◆ Required action
Check every line of the following material for the word "opened", then say how many have it, with no other words.
▼
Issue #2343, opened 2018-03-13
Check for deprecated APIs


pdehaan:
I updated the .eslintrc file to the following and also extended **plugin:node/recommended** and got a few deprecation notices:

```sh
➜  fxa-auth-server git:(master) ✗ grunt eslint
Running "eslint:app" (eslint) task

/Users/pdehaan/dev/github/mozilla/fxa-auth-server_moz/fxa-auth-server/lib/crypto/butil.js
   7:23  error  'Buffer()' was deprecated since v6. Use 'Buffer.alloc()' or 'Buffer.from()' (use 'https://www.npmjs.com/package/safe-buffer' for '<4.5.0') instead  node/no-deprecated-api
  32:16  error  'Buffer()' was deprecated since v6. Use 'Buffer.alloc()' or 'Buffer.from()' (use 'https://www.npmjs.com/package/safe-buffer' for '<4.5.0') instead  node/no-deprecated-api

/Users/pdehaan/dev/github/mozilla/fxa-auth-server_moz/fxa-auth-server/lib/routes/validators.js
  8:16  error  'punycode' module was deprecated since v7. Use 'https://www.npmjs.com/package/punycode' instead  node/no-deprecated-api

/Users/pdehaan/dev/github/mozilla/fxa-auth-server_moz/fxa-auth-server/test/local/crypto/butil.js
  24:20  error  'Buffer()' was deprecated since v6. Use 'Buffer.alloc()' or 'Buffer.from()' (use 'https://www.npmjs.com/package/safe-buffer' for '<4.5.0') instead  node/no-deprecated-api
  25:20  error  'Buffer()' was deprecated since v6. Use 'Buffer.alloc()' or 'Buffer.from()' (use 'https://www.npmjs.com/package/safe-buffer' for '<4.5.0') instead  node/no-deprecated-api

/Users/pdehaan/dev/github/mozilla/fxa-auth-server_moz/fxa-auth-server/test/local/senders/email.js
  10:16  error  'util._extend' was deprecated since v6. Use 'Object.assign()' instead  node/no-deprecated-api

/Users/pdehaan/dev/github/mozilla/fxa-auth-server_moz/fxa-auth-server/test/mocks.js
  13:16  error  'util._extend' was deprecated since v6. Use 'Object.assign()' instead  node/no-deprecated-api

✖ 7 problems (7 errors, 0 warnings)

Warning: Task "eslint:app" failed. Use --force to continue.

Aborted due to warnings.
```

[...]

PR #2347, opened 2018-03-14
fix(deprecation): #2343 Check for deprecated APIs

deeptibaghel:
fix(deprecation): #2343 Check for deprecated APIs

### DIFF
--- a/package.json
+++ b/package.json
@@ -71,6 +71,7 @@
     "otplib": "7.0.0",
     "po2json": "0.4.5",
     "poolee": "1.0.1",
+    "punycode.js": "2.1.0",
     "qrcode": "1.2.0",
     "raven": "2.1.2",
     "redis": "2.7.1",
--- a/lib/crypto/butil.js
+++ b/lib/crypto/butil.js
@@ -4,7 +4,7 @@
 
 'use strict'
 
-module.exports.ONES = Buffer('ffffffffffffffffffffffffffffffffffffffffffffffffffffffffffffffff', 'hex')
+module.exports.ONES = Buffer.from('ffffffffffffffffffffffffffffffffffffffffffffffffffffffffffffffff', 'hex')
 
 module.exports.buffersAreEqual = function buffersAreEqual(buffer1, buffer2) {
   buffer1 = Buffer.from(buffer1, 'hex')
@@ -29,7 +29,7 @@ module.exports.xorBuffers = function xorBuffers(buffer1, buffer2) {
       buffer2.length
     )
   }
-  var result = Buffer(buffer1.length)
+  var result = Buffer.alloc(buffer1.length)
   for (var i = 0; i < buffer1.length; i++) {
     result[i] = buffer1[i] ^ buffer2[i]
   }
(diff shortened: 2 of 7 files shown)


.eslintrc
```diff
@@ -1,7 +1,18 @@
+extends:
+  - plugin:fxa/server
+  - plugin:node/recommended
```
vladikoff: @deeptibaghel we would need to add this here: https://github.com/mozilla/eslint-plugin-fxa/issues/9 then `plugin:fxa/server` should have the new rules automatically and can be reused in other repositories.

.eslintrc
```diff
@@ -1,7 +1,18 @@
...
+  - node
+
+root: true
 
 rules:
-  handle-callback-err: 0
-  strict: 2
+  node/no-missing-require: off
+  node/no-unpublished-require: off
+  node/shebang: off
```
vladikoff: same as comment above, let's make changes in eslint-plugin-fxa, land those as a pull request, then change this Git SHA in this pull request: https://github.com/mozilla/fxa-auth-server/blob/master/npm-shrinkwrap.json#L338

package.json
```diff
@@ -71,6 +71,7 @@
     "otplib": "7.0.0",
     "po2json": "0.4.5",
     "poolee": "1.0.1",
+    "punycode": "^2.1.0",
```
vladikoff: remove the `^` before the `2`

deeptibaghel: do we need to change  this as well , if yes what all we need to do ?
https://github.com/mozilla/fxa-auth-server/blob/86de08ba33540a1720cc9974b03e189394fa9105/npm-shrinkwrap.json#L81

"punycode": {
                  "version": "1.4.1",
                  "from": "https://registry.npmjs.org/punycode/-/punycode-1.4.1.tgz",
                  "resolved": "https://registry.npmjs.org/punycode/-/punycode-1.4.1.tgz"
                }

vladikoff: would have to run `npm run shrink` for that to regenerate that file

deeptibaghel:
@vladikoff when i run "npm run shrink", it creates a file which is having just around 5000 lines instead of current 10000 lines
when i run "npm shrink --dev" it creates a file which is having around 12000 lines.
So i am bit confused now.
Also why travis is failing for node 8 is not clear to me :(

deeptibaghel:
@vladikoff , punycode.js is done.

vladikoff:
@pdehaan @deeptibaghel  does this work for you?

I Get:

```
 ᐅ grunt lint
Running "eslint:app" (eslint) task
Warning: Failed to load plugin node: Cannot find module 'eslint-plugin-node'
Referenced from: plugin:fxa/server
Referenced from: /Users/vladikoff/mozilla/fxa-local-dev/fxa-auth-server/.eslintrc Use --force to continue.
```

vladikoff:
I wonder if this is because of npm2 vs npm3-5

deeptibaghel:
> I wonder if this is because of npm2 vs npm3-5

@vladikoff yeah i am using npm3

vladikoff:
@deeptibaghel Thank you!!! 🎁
▲
▼
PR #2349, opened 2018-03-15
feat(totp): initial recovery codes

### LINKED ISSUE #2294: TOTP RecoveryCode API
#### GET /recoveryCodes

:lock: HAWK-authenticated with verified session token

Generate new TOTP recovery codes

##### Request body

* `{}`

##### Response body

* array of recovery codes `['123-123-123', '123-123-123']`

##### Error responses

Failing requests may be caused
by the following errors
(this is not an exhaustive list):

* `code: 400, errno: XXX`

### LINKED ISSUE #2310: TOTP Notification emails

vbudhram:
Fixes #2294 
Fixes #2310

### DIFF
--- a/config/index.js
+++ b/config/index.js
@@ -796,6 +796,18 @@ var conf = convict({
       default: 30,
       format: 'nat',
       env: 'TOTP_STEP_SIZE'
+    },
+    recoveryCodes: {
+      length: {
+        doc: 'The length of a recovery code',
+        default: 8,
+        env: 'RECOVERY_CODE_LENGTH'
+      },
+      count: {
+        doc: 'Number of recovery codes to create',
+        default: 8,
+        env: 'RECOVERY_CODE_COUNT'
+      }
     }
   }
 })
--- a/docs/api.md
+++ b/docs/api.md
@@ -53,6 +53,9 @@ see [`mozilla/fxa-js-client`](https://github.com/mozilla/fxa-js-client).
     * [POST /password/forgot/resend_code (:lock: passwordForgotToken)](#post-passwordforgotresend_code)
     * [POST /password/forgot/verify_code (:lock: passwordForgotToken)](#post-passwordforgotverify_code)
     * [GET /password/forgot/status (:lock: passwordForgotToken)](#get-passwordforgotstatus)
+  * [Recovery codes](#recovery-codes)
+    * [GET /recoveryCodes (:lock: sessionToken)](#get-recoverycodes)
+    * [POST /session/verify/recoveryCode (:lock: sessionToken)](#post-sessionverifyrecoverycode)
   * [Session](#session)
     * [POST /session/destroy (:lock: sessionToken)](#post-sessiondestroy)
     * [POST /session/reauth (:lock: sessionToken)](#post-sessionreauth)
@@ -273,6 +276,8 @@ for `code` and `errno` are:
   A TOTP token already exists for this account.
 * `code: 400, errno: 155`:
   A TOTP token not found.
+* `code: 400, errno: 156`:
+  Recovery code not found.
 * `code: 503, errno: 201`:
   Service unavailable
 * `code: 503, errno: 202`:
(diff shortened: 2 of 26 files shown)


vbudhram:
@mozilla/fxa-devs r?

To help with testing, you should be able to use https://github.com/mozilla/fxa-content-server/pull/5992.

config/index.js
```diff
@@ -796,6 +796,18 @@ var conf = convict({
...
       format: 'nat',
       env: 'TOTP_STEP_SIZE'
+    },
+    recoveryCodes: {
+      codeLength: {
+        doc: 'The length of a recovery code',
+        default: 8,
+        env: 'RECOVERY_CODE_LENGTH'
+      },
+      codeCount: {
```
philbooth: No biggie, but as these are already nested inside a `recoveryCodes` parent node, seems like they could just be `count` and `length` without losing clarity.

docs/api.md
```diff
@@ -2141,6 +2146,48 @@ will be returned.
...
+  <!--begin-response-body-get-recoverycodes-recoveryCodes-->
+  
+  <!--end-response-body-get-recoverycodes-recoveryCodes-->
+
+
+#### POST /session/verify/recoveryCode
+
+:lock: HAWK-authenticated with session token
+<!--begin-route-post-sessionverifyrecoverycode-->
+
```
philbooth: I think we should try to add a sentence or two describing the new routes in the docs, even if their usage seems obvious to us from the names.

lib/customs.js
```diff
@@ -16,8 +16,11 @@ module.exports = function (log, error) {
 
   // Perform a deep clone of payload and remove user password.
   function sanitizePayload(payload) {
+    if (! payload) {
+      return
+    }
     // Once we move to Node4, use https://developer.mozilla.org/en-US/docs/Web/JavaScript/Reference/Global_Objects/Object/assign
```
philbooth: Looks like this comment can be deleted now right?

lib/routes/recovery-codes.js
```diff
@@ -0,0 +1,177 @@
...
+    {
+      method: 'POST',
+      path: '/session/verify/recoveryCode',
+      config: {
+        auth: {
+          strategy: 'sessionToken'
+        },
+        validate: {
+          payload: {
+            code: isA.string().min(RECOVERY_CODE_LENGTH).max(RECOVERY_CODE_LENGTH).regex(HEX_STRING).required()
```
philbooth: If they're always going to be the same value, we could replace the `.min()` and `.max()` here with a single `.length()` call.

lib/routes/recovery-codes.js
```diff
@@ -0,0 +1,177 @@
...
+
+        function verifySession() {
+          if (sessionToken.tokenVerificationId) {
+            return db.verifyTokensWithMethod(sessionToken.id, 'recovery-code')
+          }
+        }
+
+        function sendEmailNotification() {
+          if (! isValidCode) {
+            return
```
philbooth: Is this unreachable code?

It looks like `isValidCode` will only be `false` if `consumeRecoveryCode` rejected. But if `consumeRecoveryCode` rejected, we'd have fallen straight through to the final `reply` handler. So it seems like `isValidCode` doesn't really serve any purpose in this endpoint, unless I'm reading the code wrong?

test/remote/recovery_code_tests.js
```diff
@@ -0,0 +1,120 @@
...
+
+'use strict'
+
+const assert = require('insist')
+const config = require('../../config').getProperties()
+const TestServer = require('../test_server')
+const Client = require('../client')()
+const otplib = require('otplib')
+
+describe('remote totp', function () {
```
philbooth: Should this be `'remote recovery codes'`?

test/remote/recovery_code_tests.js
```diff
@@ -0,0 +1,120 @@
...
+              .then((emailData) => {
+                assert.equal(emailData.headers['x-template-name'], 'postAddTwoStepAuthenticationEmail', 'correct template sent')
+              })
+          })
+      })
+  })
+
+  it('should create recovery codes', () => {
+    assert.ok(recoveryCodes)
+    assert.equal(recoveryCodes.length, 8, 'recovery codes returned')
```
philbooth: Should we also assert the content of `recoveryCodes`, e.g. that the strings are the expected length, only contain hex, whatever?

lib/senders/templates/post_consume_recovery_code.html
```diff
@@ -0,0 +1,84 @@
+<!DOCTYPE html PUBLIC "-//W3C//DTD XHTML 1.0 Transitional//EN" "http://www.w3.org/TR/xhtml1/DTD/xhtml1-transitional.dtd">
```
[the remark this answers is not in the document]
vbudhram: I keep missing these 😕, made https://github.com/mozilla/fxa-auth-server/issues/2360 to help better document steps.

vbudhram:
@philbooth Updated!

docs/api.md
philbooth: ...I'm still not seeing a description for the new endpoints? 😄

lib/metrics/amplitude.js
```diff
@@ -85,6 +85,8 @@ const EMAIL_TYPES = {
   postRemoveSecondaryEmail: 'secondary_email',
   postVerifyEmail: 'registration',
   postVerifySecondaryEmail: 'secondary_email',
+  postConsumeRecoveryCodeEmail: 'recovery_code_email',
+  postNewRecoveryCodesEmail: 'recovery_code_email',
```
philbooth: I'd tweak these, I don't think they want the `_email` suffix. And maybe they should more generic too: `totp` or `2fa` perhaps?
▲
▼
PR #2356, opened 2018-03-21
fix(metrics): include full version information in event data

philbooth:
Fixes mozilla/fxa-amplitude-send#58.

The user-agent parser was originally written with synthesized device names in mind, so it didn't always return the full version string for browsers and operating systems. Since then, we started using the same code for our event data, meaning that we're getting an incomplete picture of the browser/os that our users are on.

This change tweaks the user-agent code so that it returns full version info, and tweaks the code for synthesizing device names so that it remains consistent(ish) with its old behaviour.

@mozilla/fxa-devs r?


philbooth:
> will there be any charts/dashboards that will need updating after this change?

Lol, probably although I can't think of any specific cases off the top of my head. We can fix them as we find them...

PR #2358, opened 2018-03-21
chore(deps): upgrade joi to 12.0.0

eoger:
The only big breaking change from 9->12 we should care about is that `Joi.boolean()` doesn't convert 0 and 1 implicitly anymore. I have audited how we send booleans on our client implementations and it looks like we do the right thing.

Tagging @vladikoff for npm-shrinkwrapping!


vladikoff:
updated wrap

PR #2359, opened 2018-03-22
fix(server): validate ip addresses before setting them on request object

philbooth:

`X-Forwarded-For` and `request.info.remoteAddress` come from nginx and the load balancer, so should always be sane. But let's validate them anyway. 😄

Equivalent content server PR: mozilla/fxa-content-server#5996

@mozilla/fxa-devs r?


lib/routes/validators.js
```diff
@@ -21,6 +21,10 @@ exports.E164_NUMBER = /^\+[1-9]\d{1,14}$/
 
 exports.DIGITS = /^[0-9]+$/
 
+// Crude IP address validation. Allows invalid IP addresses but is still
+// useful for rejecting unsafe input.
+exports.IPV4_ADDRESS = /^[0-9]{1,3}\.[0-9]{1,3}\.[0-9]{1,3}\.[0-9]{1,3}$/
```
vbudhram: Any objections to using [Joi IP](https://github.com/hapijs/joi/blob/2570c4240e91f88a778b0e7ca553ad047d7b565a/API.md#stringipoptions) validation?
▲
◆ Response to this task
6